Saved data entries:
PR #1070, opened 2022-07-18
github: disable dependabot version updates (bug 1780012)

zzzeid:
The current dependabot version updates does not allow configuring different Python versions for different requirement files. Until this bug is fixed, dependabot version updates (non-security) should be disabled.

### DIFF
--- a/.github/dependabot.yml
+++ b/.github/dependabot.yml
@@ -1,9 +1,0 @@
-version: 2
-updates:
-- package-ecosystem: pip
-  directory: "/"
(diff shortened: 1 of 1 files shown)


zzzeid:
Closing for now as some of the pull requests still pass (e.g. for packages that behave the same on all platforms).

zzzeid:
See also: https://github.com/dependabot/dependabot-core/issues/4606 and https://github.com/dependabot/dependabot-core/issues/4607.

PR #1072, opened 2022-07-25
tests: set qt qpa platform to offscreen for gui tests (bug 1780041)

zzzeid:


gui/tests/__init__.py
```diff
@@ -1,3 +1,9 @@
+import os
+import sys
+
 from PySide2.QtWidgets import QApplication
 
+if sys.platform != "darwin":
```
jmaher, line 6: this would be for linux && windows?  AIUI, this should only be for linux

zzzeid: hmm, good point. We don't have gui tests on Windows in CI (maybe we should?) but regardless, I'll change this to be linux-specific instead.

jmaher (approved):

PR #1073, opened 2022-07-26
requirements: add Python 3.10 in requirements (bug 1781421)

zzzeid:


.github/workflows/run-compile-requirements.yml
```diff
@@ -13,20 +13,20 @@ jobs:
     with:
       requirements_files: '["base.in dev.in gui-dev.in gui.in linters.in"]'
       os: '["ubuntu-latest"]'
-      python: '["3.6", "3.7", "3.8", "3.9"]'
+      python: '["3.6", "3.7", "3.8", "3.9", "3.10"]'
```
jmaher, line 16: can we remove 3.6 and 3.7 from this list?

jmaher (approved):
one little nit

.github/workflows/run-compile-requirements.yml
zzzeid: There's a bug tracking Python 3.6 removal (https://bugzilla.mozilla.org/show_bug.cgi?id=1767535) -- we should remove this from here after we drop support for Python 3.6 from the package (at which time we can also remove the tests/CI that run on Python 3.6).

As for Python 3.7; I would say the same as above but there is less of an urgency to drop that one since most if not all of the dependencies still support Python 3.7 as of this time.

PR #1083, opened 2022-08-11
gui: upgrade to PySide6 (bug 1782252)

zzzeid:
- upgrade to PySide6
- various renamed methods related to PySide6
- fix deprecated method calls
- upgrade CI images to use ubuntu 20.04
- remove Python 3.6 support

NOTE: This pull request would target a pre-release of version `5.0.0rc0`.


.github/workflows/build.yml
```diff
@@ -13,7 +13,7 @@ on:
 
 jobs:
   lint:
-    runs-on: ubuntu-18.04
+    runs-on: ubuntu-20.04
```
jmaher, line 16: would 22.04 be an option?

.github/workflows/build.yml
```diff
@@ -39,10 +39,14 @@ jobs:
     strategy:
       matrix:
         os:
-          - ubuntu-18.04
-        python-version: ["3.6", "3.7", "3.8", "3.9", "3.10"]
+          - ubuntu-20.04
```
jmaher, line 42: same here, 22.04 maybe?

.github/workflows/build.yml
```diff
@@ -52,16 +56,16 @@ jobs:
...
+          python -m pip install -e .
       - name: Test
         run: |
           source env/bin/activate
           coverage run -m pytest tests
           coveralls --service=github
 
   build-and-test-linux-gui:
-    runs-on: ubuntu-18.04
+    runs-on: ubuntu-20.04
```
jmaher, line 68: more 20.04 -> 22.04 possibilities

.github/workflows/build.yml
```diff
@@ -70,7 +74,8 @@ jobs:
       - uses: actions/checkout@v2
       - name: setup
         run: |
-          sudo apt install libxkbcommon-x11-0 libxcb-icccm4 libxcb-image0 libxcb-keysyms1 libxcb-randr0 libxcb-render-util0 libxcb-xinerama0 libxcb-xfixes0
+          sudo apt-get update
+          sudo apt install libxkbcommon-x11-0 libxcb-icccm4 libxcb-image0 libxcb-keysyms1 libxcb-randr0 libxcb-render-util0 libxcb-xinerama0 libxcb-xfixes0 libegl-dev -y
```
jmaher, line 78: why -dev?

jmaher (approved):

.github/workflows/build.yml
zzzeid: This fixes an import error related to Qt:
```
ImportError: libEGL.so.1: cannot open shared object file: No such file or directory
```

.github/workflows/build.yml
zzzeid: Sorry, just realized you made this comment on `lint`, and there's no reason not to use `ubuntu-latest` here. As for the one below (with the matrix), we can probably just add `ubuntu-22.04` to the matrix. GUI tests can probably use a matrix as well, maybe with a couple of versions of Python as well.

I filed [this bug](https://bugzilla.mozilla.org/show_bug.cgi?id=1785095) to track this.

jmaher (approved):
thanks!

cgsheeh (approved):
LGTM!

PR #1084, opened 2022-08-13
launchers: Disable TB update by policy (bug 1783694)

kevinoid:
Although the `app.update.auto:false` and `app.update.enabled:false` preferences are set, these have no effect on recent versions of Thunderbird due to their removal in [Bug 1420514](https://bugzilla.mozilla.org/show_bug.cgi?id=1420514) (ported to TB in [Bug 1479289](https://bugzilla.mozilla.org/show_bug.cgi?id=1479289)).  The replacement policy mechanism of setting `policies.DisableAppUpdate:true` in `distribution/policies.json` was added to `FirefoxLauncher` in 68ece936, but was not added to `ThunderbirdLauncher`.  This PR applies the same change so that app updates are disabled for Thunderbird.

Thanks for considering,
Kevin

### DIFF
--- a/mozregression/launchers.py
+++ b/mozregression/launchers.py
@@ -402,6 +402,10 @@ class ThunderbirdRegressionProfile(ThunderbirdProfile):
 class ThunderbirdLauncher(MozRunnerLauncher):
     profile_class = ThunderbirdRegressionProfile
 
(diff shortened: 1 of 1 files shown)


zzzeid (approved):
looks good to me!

What the task asks:
Using the data above, print exactly the lines from the line that contains "tests: set qt" through the line that contains "zzzeid: There's a", with both included.

Exercise response:
tests: set qt qpa platform to offscreen for gui tests (bug 1780041)

zzzeid:


gui/tests/__init__.py
```diff
@@ -1,3 +1,9 @@
+import os
+import sys
+
 from PySide2.QtWidgets import QApplication
 
+if sys.platform != "darwin":
```
jmaher, line 6: this would be for linux && windows?  AIUI, this should only be for linux

zzzeid: hmm, good point. We don't have gui tests on Windows in CI (maybe we should?) but regardless, I'll change this to be linux-specific instead.

jmaher (approved):

PR #1073, opened 2022-07-26
requirements: add Python 3.10 in requirements (bug 1781421)

zzzeid:


.github/workflows/run-compile-requirements.yml
```diff
@@ -13,20 +13,20 @@ jobs:
     with:
       requirements_files: '["base.in dev.in gui-dev.in gui.in linters.in"]'
       os: '["ubuntu-latest"]'
-      python: '["3.6", "3.7", "3.8", "3.9"]'
+      python: '["3.6", "3.7", "3.8", "3.9", "3.10"]'
```
jmaher, line 16: can we remove 3.6 and 3.7 from this list?

jmaher (approved):
one little nit

.github/workflows/run-compile-requirements.yml
zzzeid: There's a bug tracking Python 3.6 removal (https://bugzilla.mozilla.org/show_bug.cgi?id=1767535) -- we should remove this from here after we drop support for Python 3.6 from the package (at which time we can also remove the tests/CI that run on Python 3.6).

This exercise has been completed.